Task to complete:
Among the entries below, extract exactly the lines that run from the one with "- The offending" through the one with "shared_ptr<const OGMatrix<T>> arg)", both ends included.

Data shown:
┌──
PR #120, opened 2014-07-08
Mat-441Fix segfault occuring in pinv()

stuartarchibald:
The fuzzer spotted a segfault in the `pinv()` function, turns out this was from an invalid loop induction setting a limit of type `size_t` to `-1`, this limit was then used as a upper bound to index an array and hence segfaulted!

To fix this:
- A branch to test for all zeros in the input matrix is added, this is quicker to handle than a SVD anyway and allows an early escape.
- The offending loop is now patched and a further branch is added should it be possible to escape early when all singular values are below the threshold (this branch is not tested as it is a safety net and I'm not wholly convinced it's even reachable!).
- The svd runner is also patched to use smart pointer managed memory.

Coverage:
Java: 77% (no change)
build/src/librdag 17.1% (no change)
src/jshim 53.1% (no change)
src/librdag 94.2% (no change)
src/librdag/runners 94.6% (up 0.1%).

### DIFF
--- a/src/librdag/runners/pinvrunner.cc
+++ b/src/librdag/runners/pinvrunner.cc
@@ -85,7 +85,7 @@ pinv_dense_runner(RegContainer& reg, shared_ptr<const OGMatrix<T>> arg)
     const size_t minmn = m > n ? n : m;
 
     // Perform SVD on a copy of the argument, since it will get destroyed
-    OGExpr::Ptr svd = SVD::create(arg);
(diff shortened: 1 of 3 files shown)


gmarkall:
This looks good - thanks for fixing up the redundant copy for the SVD and the redundant unique_ptrs (mentioned in OOB conversation). 

The tests look like they're testing both the "all zeros" case and the case where `lim` gets set to a negative value, so I think this PR is good to merge.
└──
Solution to the exercise:
- The offending loop is now patched and a further branch is added should it be possible to escape early when all singular values are below the threshold (this branch is not tested as it is a safety net and I'm not wholly convinced it's even reachable!).
- The svd runner is also patched to use smart pointer managed memory.

Coverage:
Java: 77% (no change)
build/src/librdag 17.1% (no change)
src/jshim 53.1% (no change)
src/librdag 94.2% (no change)
src/librdag/runners 94.6% (up 0.1%).

### DIFF
--- a/src/librdag/runners/pinvrunner.cc
+++ b/src/librdag/runners/pinvrunner.cc
@@ -85,7 +85,7 @@ pinv_dense_runner(RegContainer& reg, shared_ptr<const OGMatrix<T>> arg)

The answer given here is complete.